→ DATA SHOWN
━━━
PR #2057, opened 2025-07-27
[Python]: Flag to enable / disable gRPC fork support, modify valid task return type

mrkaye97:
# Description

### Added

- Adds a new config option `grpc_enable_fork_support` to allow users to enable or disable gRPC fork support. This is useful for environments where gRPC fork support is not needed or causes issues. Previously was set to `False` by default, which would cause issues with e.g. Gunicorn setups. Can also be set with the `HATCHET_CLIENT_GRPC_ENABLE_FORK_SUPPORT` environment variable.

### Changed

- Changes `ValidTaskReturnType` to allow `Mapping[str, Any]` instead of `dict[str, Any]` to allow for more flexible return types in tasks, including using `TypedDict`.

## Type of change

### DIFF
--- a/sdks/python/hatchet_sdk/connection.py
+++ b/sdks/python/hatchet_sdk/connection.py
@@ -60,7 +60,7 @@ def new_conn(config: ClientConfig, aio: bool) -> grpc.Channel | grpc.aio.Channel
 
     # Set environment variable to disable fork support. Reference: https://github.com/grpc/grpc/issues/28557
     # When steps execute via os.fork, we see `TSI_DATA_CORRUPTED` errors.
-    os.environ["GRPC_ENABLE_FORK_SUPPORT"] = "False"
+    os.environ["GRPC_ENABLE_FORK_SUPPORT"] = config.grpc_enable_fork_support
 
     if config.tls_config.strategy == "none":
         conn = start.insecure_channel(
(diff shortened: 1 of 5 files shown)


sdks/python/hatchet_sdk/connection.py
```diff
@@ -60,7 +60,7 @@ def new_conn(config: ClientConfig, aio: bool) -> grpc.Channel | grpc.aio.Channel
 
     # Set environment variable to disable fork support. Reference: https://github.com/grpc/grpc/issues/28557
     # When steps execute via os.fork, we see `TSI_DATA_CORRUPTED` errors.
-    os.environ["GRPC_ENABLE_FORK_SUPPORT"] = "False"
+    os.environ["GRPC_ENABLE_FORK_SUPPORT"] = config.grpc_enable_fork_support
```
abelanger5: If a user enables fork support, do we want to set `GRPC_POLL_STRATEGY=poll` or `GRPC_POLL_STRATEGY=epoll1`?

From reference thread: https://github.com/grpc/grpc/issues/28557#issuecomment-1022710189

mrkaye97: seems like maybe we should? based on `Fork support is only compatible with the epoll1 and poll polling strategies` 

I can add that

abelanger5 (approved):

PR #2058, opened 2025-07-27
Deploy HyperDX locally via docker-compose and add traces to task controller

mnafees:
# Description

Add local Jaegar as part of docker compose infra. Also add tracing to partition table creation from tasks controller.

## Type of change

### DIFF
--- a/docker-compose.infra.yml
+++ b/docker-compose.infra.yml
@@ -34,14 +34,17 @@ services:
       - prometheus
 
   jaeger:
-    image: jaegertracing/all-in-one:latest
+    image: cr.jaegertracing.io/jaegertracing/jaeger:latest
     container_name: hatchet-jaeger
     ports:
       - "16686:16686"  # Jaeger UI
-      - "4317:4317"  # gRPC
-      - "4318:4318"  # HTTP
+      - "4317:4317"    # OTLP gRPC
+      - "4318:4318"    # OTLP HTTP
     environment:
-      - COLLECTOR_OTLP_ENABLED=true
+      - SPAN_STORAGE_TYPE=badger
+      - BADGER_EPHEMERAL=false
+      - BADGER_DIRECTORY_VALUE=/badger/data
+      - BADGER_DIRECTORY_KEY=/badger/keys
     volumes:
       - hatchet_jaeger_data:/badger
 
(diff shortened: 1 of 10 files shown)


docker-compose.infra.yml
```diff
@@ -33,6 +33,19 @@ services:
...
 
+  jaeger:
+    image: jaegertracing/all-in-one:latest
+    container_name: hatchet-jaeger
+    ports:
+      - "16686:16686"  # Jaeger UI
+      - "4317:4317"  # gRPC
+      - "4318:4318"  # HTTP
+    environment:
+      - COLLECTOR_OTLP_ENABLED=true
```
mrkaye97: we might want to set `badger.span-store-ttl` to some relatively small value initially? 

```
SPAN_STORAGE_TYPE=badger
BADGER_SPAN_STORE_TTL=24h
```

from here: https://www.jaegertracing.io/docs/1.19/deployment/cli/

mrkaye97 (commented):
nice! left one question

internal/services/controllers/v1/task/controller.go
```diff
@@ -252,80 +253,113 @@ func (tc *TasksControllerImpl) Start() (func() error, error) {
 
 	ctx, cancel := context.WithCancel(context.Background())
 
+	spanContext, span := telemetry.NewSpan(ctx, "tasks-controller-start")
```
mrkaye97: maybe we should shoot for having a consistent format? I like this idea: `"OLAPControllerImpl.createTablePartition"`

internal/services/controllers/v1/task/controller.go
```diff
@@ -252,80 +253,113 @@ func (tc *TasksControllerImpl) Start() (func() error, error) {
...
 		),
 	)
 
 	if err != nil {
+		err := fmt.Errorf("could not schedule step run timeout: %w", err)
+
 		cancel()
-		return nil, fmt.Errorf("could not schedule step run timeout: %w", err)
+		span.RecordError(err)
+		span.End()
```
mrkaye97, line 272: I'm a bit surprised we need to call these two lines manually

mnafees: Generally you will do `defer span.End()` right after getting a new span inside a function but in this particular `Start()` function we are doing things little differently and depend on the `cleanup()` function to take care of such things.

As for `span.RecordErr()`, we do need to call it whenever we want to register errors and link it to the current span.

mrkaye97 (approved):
━━━
→ HOW TO COMPLETE THIS TASK
Return every line of the listing above where "like" appears.

→ RESPONSE TO THE EXERCISE
mrkaye97: seems like maybe we should? based on `Fork support is only compatible with the epoll1 and poll polling strategies` 
mrkaye97: maybe we should shoot for having a consistent format? I like this idea: `"OLAPControllerImpl.createTablePartition"`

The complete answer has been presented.